Ed has a confrontation with Vinnie Broun, who has lived in the same boarding house with him for two decades. In an earlier era, they had intended to marry, but other things interfered until too much time had passed. She tells him that the past cannot be recovered and he should let it go, and that he is simply having a delusion. Ed is furious and he throws Vinnie out of his room. His obsession with his radio continues to grow.

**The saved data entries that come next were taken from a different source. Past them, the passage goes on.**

PR #330, opened 2026-06-22
Run served functions inside an Agency execution frame

egonSchiele:
## Problem

`agency serve http foo.agency`, then `POST /function/greet` (or the MCP equivalent), failed for **every** exported function:

```
ERROR function greet threw: getRuntimeContext() called outside an Agency execution frame.
```

Generated function bodies assume an ambient Agency execution frame — their first lines read `getRuntimeContext().ctx`, the base `StateStack`/`ThreadStore` via `setupFunction()`, and globals via `__globals()`. In normal execution a function only runs inside a node body (or an LLM tool-call that is itself inside a node), so the frame is already installed. **Nodes** work over `serve` because each generated node export installs the frame via `runNode`; the serve adapters invoked **functions** cold with `AgencyFunction.invoke()`, so no frame existed.

This affected both the HTTP and MCP adapters. The existing adapter unit tests didn't catch it because they construct fake `AgencyFunction.create({ fn: (a,b) => a+b })` JS bodies that never touch the runtime context.

## Fix

Route function calls through a node-grade frame:

- **runtime** (`node.ts`): new `runExportedFunction` mirrors `runNode`'s bootstrap (cross-module init → globals → top-level callbacks) against a fresh execution context, then runs the call inside `agencyStore.run({ctx, stack, threads, globals}, …)` with a real `ThreadStore` (so functions using `llm()` / message threads work). No `agentStart`/`agentEnd` — a bare function call is a stateless RPC.
- **codegen** (`imports.mustache`): emit a per-module `__invokeFunction` bound to that helper — the same pattern as the existing `respondToInterrupts` / `rewindFrom` exports.
- **serve** (`discovery.ts`, adapters): discovery attaches a frame-aware `invoke` to each exported function, falling back to the bare call for modules compiled before `__invokeFunction` existed; both adapters now call `fn.invoke(args)`.

## Testing

- New `lib/serve/http/functionFrame.integration.test.ts` compiles a real module (with a `static const` read, so the body depends on bootstrap init having run) and drives it through the actual HTTP handler — the only way to exercise the regression, since the adapter unit tests use fakes.
- Verified end-to-end by hand: `POST /function/greet {"name":"foo"}` → `{"success":true,"value":"Hello, foo!"}`.
- Full vitest suite green (6098 passed); structural lint clean. Generator/builder/debugger fixtures regenerated for the one-line preamble addition.

### DIFF
--- a/packages/agency-lang/lib/runtime/node.ts
+++ b/packages/agency-lang/lib/runtime/node.ts
@@ -89,6 +89,105 @@ export function setupFunction(): {
 }
 
 /**
+ * Run the fresh-run bootstrap on a freshly created execution context:
+ * cross-module statics/globals, then this module's globals, then top-level
+ * callback registration — each inside a bootstrap ALS frame.
+ *
+ * Shared by the two fresh-run entry points (`runNode`, `runExportedFunction`).
+ * The resume family (`respondToInterrupts`, `rewindFrom`) does NOT use this:
+ * it restores statics/globals from a checkpoint and only re-registers
+ * top-level callbacks.
+ */
+async function initFreshExecCtx(
+  execCtx: RuntimeContext<GraphState>,
+  opts: {
+    initializeGlobals?: (ctx: RuntimeContext<GraphState>) => void | Promise<void>;
+    registerTopLevelCallbacks?: (ctx: RuntimeContext<GraphState>) => void | Promise<void>;
+    moduleDir?: string;
+  },
+): Promise<void> {
+  const { initializeGlobals, registerTopLevelCallbacks, moduleDir } = opts;
+
+  // initializeGlobals + registerTopLevelCallbacks both invoke Agency
+  // code that goes through `__call` — and `__call` reads `ctx` /
+  // `threads` / `stateStack` from the ALS frame after the
+  // drop-per-call-context-plumbing migration. Without an ALS frame
+  // installed here, calls to user-defined stdlib helpers (e.g. the
+  // `callback(...)` wrapper that the codegen emits inside
+  // `__registerTopLevelCallbacks`) would invoke `_callbackImpl(name,
+  // fn, undefined)` and crash on `__state.ctx`.
+  //
+  // Consequences worth knowing:
+  //  - `stack` in the bootstrap frame is `execCtx.stateStack` — the
+  //    bare global stack with no node/function frames pushed. Globals
+  //    must not push node frames, so this is correct.
+  //  - `threads` is a `BootstrapThreadStore` sentinel. Any agency code
+  //    in global-init scope that reaches for a thread/message builtin
+  //    (e.g. `systemMessage("…")` at module top-level) now throws with
+  //    a clear error instead of silently writing into a placeholder
+  //    that this function discards on return.
+  //  - The `insideGlobalInit` codegen branch still emits an explicit
+  //    `{ ctx }` bag on `__call`, and `__call`'s merge prefers extras
+  //    over the ALS-read fields — so `ctx` resolution inside generated
+  //    global-init code does not depend on this frame's `ctx` either.
+  //    The frame is mostly here to satisfy the "every helper must see
+  //    *some* frame" contract.
+  //
+  // Closure-wide bootstrap (`__initAllRegistered`) MUST run BEFORE the
+  // entry's own `initializeGlobals`:
+  //   • A global-init expression in the entry can call a function /
+  //     node whose body reads an imported `static const`. Those
+  //     function-body reads don't show up in the compile-time
+  //     per-variable dep graph (which only walks initializer
+  //     expressions), so the foreign module's `__initializeGlobals`
+  //     would not have been pulled in by the dep-driven prelude. If
+  //     we ran the entry's globals init first, the read could hit
+  //     `__UNINIT_STATIC` and throw — the exact failure mode this
+  //     ordering exists to prevent.
+  //   • Running `__initAllRegistered` first guarantees every JS-loaded
+  //     module's statics and globals have been initialized before any
+  //     user code (including global-init expressions) runs. The
+  //     subsequent `initializeGlobals(execCtx)` call is then a no-op
+  //     for current codegen (per-execCtx early-return guard) and
+  //     double-call protected by the registry-level
+  //     `globals.isInitialized` check baked into `__initAllRegistered`.
+  await runInBootstrapFrame(execCtx, () => __initAllRegistered(execCtx), { moduleDir });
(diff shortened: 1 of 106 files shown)


packages/agency-lang/lib/runtime/node.ts
```diff
@@ -87,6 +88,86 @@ export function setupFunction(): {
...
+        // promises) before returning, mirroring runNode's awaitAll.
+        await execCtx.pendingPromises.awaitAll();
+        return result;
+      },
+    );
+  } finally {
+    // Best-effort telemetry flush; never fail the call on a telemetry
+    // problem.
+    await execCtx.statelogClient.flush();
+    execCtx.cleanup();
```
egonSchiele: **Minor parity gap:** this omits `runNode`'s MemoryManager save-loop. `runNode`'s `finally` iterates `execCtx.getAllCachedMemoryManagers()` and calls `manager.save()`; here we only flush statelog + `cleanup()`.

Low risk in practice — `remember`/`forget`/extraction all `persist()` eagerly (manager.ts:518, 842), so a served function that writes memory won't silently lose data. But any manager state that relies solely on the end-of-run flush would be dropped for served functions. Worth either mirroring the loop, or a one-line comment noting the divergence is intentional.

packages/agency-lang/lib/runtime/node.ts
```diff
@@ -87,6 +88,86 @@ export function setupFunction(): {
...
+  await runInBootstrapFrame(execCtx, () => __initAllRegistered(execCtx), { moduleDir });
+  if (initializeGlobals) {
+    await runInBootstrapFrame(execCtx, () => initializeGlobals(execCtx), { moduleDir });
+  }
+  if (registerTopLevelCallbacks) {
+    await runInBootstrapFrame(execCtx, () => registerTopLevelCallbacks(execCtx), { moduleDir });
+  }
+
+  const threadStore = ThreadStore.withDefaultActive(execCtx.statelogClient);
+  try {
```
egonSchiele, line 243: **Minor observability gap:** no `catch` arm here, so a throwing served function emits no statelog `error` event (and no partial-token `agentEnd`), unlike `runNode`. The error still reaches the client via the adapter's `logger.error` + error response, but tracing/telemetry never records the failure.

Worried about Ed's mental state, Vinnie and the other residents have the radio hauled away by a shopkeeper. Ed rushes out and buys it back for $10. He takes it back to his room and, to his great relief, finds it still operational. He loses himself in an old Tommy Dorsey love song, the one he would share with Vinnie. He calls her to his room and the door swings open and Vinnie enters. Ed is suddenly transported back in time to 1940, and he and Vinnie are young again. Ecstatic, Ed professes his love for Vinnie and embraces her, determined to do things right this time around.

==Closing narration==

Around and around she goes, and where she stops nobody knows. All Ed Lindsay knows is that he desperately wanted a second chance and finally got it, through a strange and wonderful time machine called a radio, in the Twilight Zone.

==Cast==
- Dean Jagger as Ed Lindsay
- Carmen Mathews as Vinnie Broun
- Robert Emhardt as Professor Ackerman
- Arch W. Johnson as Roscoe Bragg
- Alice Pearce as Mrs. Nielson
- Clegg Hoyt as Shopkeeper
- Stephen Talbot as Boy
- Bob Crane as Disc Jockey (uncredited)

==Production==
As The Twilight Zones second season began, the production was informed by CBS that at about $65,000 per episode, the show was exceeding its budget. By November 1960, 16 episodes, more than half of the projected 29, were already filmed, and five of those had been broadcast. It was decided that six consecutive episodes (production code #173-3662 through #173-3667) would be videotaped at CBS Television City in the manner of a live drama and then transferred to 16-millimeter film for future syndicated TV transmissions. Eventual savings amounted to only about $30,000 for all six entries, which was judged to be insufficient to offset the loss of the depth of visual perspective that only film could offer. The shows wound up looking little better than set-bound soap operas and as a result the experiment was deemed a failure and never tried again.

A "modern day" adaptation of this story (set at the present time in England and with the 1930s radio switched out for a television of a type contemporary with the time of the original episode) was written as a short story of the same name by Robert Shearman. It was first published by Comma Press in Shearman’s 2007 anthology Tiny Deaths, and won a World Fantasy Award. The story itself was then adapted into a short film, which took the action back to the United States, but kept the present day setting. The themes of loss and longing for a simpler romanticised past are prevalent in all three versions.